The Admin Panel is a web-based interface designed to help administrators or web application owners manage user accounts within their application. It provides intuitive tools for creating, editing, and deleting user accounts managed by AuthCompanion.

Accessing the Admin Panel ​

  • URL:
    By default, the Admin Panel is available at /admin/.
    For local development, you can access it at:
    http://localhost:3002/admin/login
    (Replace 3002 with your configured port, if different.
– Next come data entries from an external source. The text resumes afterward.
PR #574, opened 2022-05-12
CLDC-1200: Use `inputmode="email"` instead of `type="email"`

paulrobertlloyd:
[CLDC-1200](https://digital.dclg.gov.uk/jira/browse/CLDC-1200)

> Voice activation users using Dragon were unable to directly dictate their email address into the email address input field. This is because the input type ‘email’ interferes with Dragon software.

Replaces all occurrences of `govuk_email_field` with `govuk_text_field` and adds the `inputmode` attribute.

### DIFF
--- a/app/views/devise/confirmations/new.html.erb
+++ b/app/views/devise/confirmations/new.html.erb
@@ -18,9 +18,10 @@
 
       <p class="govuk-body">Enter your email address to get a new invitation link.</p>
 
-      <%= f.govuk_email_field :email,
+      <%= f.govuk_text_field :email,
         label: { text: "Email address" },
         autocomplete: "email",
+        inputmode: "email",
         spellcheck: "false",
         value: (resource.pending_reconfirmation? ? resource.unconfirmed_email : resource.email) %>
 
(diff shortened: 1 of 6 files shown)


baarkerlounger:
Should this not rather be filed as a bug upstream?

tvararu:
Hi :wave: 

> Should this not rather be filed as a bug upstream?

Yeah, this could be an improvement baked into the [design system guidance for entering email addresses](https://design-system.service.gov.uk/patterns/email-addresses/), assuming it doesn't break something else.

I can't find any mentions on `inputmode` or `dragon` in the relevant backlog discussion: https://github.com/alphagov/govuk-design-system-backlog/issues/45

I think it's worth a deeper investigation and perhaps more testing, maybe it's only recent versions of Dragon that break this functionality?

The core `govuk-frontend` components and patterns should be pretty robust by this point :thinking:

paulrobertlloyd:
Hello stranger!

Started a discussion about this on x-gov Slack and opened an issue to update the guidance: https://github.com/alphagov/govuk-design-system/issues/2187

Assuming the guidance gets updated, can then make change upstream in the GOV.UK Form Builder gem (this has no impact on `govuk-frontend`).

PR #576, opened 2022-05-13
Hide inactive users and allow support users to view all users

baarkerlounger:
- [x] Inactive users are hidden from the Organisation users view (Data Coordinators)
- [x] User index view exists for support users
- [x] Inactive users are hidden from the User index view (Support users)
- [x] User index view redirects to organisation users view for data coordinators
- [x] Support users can invite user to any organisation

Users tab from Data Coordinator account
image

Users tab from Support account
image

Invite new user from Support account
image


app/views/organisations/index.html.erb
```diff
@@ -0,0 +1 @@
+
```
dushan-madetech, line 1: This is just empty?

dushan-madetech (approved):

app/views/organisations/index.html.erb
baarkerlounger: Yep it's just a placeholder for https://digital.dclg.gov.uk/jira/browse/CLDC-1102 for now

dushan-madetech: Ah, I'll rebase the 1102 branch in that case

The port is set in your .env file.)

Administrator Login ​

  • Initial Credentials:
    When you first start the AuthCompanion server, an admin user is automatically created.
  • Finding Credentials:
    The default admin email and password are stored in a file specified by the ADMIN_KEY_PATH variable in your .env file.
    Example:
    ADMIN_KEY_PATH=./adminkey
    Open this file to retrieve your admin login details. Keep these credentials secure.

About the Admin Panel ​

  • The Admin Panel is built using Vue 3 and deployed as a Single Page Application (SPA).
  • It is served directly from the AuthCompanion server; no separate deployment is necessary.
  • All user management actions performed in the Admin Panel are powered by the Admin API

Key Features ​

  • User Creation: Add new users to your application.
  • User Editing: Update user details, roles, or permissions.
  • User Deletion: Remove user accounts as needed.
  • Secure Access: Only authenticated administrators can access the panel.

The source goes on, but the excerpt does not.